WeAllHaveWings · 20/06/2021 09:50

@NoIDontWatchLoveIsland

You are also entitled to take extra unpaid parental leave every year - 18 weeks per child between when they are born and turn 18, capped at 4 weeks per child each year.

So some people will use this between age 4 and 13, 2 weeks per year, if you have 2 children that's an extra 4 weeks a year but it's not paid so you need to be able to afford it (although obviously you save on childcare and travel to work).

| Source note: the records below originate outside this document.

Issue #2288, opened 2019-01-16
Direct3D D3DRS_FOGENABLE enabled affects ImGui UI's


giladreich:
**Version/Branch of Dear ImGui:**

Version: 1.67
Branch: master

**Back-end/Renderer/Compiler/OS** 

Backends: Direct3D 9
Compiler: msvc141 VS17
Operating System: Win10

**Issue:** 

Something tiny, but I though I should add it here.
When enabling fog to the direct3d device, it will affect the ImGui UI's or render on top of them.
Code example:
```cpp
s_lpD3DDev->SetRenderState(D3DRS_FOGENABLE, TRUE);

ImGui_ImplDX9_NewFrame();
ImGui_ImplWin32_NewFrame();
ImGui::NewFrame();

ImGui::Begin("Hello, world!"); 
ImGui::End();

ImGui::EndFrame();
... and so on
```

**Screenshots/Video** 

![imgui_fog](https://user-images.githubusercontent.com/17655494/51267668-8f4a4280-19be-11e9-89e6-68591566512c.png)

giladreich:
Sample code to solve this:
```cpp
	DWORD dwFogEnabled;
	m_pEng->GetDevice()->GetRenderState(D3DRS_FOGENABLE, &dwFogEnabled);
	m_pEng->GetDevice()->SetRenderState(D3DRS_FOGENABLE, FALSE);

	ImGui_ImplDX9_NewFrame();
	ImGui_ImplWin32_NewFrame();
	ImGui::NewFrame();

	ImGui::Begin("Hello, world!"); 
        ImGui::End();

	ImGui::EndFrame();
	ImGui::Render();
	ImGui_ImplDX9_RenderDrawData(ImGui::GetDrawData());
	m_pEng->GetDevice()->SetRenderState(D3DRS_FOGENABLE, dwFogEnabled);
```

That way we always making sure fog is disabled before doing ImGui UI's rendering.

ocornut:
Hello @giladreich,

Could you submit the appropriate pull request to fix ImGui_ImplDX9_RenderDrawData() ? (incl Changelog at the top of imgui_impl_dx9.cpp and docs/Changelog.txt).

Thank you!

giladreich:
Sure do! will into this now and post a pull request.
I'll also double check Direct3D 10 and 11 to see if it has the same problem.

PR #2289, opened 2019-01-16
Fix issue #2288. Backup fog state and disable before drawing UI's.

giladreich:
Already explained in the issue #2288.
Fixes for Direct3D 9.
Need to have a look at Direct3D 10 and 11 now.

### DIFF
--- a/examples/imgui_impl_dx9.cpp
+++ b/examples/imgui_impl_dx9.cpp
@@ -75,6 +75,10 @@ void ImGui_ImplDX9_RenderDrawData(ImDrawData* draw_data)
     g_pd3dDevice->GetTransform(D3DTS_VIEW, &last_view);
     g_pd3dDevice->GetTransform(D3DTS_PROJECTION, &last_projection);
 
+	// Backup the DX9 fog state (Fixes issue #2288)
+	DWORD dwFogEnabled;
+	g_pd3dDevice->GetRenderState(D3DRS_FOGENABLE, &dwFogEnabled);
+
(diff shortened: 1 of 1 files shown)


ocornut:
Feedback:
- Using tabs instead of space
- Not updated both changelog
- Are you sure it needs to be backuped since we already backup a state block? (Need to be teated/confirmed that the state block include the fog state)

giladreich:
> Feedback:
> 
> * Using tabs instead of space
> * Not updated both changelog
> * Are you sure it needs to be backuped since we already backup a state block? (Need to be teated/confirmed that the state block include the fog state)

Done :)

ocornut:
One missing changelog entry and we’re there :) thanks!

examples/imgui_impl_dx9.cpp
```diff
@@ -131,6 +132,7 @@ void ImGui_ImplDX9_RenderDrawData(ImDrawData* draw_data)
     g_pd3dDevice->SetRenderState(D3DRS_DESTBLEND, D3DBLEND_INVSRCALPHA);
     g_pd3dDevice->SetRenderState(D3DRS_SCISSORTESTENABLE, true);
     g_pd3dDevice->SetRenderState(D3DRS_SHADEMODE, D3DSHADE_GOURAUD);
+    g_pd3dDevice->SetRenderState(D3DRS_FOGENABLE, FALSE);
```
ocornut: Also notice the surrounding code is using C++-style 'false` and yours is using `FALSE`.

Don't rely on unpaid time off unless your employer is supportive. Employers are allowed to postpone or delay unpaid parental leave so you aren't guaranteed to get it during peak holiday times if it causes disruption to their business.
Hoghgyni · 20/06/2021 10:59

Who do you fancy working for? The IOW CC & St Mary's are both likely to offer more flexible working in school holidays than (say) anything in tourism & leisure. The accountancy firms will expect you to sit exams in June & Sept, with exam prep courses which will clash with May half term and the last 2 weeks in August, whether you do live on line or go across to Southampton. Start enquiring about trainee roles early next year for a September start. They are highly sought after on the Island, as the number of graduate jobs doesn't equal the number of graduates who want to return back home.

MrsPnut · 20/06/2021 11:03

You can use childcare vouchers to pay for PGL camps, we used to save them all year and use them for a week in the summer or may half term.

Generally, I used to take 2 weeks off in the summer and my parents would have them for a week. One week at PGL and then the rest would be done as swaps with someone else or holiday club at the school.